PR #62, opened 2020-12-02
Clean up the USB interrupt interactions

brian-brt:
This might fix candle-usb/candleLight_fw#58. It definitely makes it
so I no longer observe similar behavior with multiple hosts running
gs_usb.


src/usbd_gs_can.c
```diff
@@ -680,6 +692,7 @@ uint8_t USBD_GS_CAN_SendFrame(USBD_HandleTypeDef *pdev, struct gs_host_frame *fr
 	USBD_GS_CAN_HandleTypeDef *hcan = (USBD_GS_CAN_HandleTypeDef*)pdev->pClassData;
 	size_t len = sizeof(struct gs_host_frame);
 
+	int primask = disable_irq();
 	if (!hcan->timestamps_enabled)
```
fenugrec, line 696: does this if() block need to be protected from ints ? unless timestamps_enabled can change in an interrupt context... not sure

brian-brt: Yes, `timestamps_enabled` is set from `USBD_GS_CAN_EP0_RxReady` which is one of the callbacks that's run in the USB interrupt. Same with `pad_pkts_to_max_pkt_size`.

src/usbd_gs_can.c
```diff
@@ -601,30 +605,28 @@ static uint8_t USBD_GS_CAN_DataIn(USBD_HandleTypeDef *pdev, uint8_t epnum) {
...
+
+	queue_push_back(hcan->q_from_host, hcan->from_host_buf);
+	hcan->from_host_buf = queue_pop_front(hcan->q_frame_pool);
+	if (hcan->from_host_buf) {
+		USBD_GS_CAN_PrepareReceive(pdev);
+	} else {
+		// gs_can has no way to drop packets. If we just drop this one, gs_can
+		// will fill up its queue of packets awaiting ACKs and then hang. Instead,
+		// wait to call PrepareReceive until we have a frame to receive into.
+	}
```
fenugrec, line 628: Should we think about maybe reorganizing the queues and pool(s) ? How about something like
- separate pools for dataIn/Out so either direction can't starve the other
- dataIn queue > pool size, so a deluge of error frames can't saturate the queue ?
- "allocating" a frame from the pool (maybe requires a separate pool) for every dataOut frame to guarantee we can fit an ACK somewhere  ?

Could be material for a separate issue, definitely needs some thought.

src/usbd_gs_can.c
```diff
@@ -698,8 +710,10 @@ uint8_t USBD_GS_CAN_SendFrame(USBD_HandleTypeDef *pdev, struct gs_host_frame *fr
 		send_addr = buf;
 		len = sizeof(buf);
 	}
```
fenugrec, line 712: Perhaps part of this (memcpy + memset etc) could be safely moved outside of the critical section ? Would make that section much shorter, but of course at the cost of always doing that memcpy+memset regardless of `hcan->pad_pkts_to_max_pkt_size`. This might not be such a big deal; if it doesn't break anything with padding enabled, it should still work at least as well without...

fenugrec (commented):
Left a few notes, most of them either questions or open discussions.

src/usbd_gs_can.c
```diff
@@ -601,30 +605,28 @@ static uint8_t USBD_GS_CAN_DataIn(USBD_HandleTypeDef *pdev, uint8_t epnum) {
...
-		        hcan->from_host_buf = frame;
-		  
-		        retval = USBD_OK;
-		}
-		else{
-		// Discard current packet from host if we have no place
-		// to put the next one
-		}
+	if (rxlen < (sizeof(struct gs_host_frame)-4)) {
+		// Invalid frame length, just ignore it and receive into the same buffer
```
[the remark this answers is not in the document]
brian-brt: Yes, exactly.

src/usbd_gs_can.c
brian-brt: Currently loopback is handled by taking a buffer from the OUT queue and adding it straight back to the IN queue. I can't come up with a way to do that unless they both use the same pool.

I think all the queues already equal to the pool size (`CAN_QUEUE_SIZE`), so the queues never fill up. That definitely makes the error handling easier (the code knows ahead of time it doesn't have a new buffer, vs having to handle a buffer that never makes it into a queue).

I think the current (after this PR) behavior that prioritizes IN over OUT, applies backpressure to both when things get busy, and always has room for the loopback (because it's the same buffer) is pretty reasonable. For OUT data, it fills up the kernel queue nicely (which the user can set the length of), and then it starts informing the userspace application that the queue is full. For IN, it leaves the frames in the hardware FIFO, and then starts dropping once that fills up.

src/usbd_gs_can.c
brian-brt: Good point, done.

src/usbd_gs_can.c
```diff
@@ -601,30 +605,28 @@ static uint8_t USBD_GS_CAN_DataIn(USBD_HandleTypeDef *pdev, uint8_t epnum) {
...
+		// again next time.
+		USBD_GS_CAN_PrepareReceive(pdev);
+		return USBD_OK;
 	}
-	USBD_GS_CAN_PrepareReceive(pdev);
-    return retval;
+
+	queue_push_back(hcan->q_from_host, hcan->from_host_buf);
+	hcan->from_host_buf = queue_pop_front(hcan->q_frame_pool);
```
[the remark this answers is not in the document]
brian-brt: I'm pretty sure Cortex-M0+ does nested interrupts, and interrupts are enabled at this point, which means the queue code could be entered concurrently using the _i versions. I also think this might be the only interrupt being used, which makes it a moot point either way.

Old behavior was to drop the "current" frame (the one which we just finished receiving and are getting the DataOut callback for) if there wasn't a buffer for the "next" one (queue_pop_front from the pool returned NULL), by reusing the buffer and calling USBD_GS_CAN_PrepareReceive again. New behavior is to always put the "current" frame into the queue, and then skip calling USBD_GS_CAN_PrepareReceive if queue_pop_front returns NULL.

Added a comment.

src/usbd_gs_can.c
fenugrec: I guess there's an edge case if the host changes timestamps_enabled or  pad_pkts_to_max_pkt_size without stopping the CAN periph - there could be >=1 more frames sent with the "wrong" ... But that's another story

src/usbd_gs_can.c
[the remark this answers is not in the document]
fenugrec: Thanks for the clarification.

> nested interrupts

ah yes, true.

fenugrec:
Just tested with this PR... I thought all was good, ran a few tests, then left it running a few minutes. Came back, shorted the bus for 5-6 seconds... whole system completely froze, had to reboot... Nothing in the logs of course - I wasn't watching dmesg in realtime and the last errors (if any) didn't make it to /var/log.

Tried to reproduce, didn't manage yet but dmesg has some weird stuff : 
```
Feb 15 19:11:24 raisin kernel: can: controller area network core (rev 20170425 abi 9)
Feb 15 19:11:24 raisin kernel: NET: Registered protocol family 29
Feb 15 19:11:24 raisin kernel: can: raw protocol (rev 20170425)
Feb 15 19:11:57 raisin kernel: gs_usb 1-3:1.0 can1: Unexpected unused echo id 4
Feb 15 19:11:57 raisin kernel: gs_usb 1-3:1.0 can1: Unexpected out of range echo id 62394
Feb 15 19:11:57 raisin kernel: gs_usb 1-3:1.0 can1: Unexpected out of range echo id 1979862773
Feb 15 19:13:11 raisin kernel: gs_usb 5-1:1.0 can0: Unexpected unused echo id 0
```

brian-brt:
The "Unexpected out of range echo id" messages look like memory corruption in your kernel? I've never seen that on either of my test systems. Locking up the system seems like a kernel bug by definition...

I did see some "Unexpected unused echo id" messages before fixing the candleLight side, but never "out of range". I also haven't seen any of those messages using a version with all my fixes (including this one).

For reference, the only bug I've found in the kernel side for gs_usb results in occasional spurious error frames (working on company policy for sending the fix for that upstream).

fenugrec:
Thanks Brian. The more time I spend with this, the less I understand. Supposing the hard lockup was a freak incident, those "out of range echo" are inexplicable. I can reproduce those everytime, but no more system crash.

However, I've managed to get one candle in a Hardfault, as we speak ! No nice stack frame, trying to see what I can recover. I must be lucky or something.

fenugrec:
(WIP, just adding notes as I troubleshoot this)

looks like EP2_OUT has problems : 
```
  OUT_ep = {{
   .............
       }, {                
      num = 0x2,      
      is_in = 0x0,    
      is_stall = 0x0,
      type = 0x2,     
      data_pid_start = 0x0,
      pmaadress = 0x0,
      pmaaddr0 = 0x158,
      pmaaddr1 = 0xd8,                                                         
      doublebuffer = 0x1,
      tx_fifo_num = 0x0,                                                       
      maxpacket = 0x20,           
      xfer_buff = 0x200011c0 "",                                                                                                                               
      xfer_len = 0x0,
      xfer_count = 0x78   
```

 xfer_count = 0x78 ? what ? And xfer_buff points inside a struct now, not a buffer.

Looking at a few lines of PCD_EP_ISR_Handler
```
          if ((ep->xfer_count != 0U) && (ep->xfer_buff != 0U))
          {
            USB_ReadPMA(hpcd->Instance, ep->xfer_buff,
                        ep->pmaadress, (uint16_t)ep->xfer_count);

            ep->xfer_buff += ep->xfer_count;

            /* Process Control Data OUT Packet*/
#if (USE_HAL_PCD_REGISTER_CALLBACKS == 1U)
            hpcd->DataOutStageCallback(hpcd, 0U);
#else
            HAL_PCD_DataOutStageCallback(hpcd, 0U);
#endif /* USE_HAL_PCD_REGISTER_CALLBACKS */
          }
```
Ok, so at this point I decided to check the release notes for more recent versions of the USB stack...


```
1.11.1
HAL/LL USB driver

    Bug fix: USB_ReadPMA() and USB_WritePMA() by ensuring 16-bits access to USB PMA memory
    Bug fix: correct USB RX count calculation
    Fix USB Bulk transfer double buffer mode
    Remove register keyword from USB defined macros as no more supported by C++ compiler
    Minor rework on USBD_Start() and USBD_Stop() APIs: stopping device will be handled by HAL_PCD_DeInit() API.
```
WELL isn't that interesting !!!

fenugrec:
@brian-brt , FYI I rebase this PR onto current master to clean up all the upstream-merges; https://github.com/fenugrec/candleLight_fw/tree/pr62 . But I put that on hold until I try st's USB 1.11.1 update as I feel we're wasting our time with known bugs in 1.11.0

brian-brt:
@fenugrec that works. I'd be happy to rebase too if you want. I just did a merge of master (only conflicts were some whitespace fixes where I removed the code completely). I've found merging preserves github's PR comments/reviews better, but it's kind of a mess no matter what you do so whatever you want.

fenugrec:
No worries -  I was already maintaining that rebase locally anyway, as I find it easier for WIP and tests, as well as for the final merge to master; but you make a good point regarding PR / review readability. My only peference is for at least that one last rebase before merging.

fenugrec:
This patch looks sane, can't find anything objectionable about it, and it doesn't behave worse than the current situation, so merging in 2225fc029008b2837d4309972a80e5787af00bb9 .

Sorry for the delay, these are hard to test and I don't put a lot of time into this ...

Your goal: Each line from the top of the data, up to and including the line that contains "- separate pools", should be set down exactly.

Solution to this problem:
PR #62, opened 2020-12-02
Clean up the USB interrupt interactions

brian-brt:
This might fix candle-usb/candleLight_fw#58. It definitely makes it
so I no longer observe similar behavior with multiple hosts running
gs_usb.


src/usbd_gs_can.c
```diff
@@ -680,6 +692,7 @@ uint8_t USBD_GS_CAN_SendFrame(USBD_HandleTypeDef *pdev, struct gs_host_frame *fr
 	USBD_GS_CAN_HandleTypeDef *hcan = (USBD_GS_CAN_HandleTypeDef*)pdev->pClassData;
 	size_t len = sizeof(struct gs_host_frame);
 
+	int primask = disable_irq();
 	if (!hcan->timestamps_enabled)
```
fenugrec, line 696: does this if() block need to be protected from ints ? unless timestamps_enabled can change in an interrupt context... not sure

brian-brt: Yes, `timestamps_enabled` is set from `USBD_GS_CAN_EP0_RxReady` which is one of the callbacks that's run in the USB interrupt. Same with `pad_pkts_to_max_pkt_size`.

src/usbd_gs_can.c
```diff
@@ -601,30 +605,28 @@ static uint8_t USBD_GS_CAN_DataIn(USBD_HandleTypeDef *pdev, uint8_t epnum) {
...
+
+	queue_push_back(hcan->q_from_host, hcan->from_host_buf);
+	hcan->from_host_buf = queue_pop_front(hcan->q_frame_pool);
+	if (hcan->from_host_buf) {
+		USBD_GS_CAN_PrepareReceive(pdev);
+	} else {
+		// gs_can has no way to drop packets. If we just drop this one, gs_can
+		// will fill up its queue of packets awaiting ACKs and then hang. Instead,
+		// wait to call PrepareReceive until we have a frame to receive into.
+	}
```
fenugrec, line 628: Should we think about maybe reorganizing the queues and pool(s) ? How about something like
- separate pools for dataIn/Out so either direction can't starve the other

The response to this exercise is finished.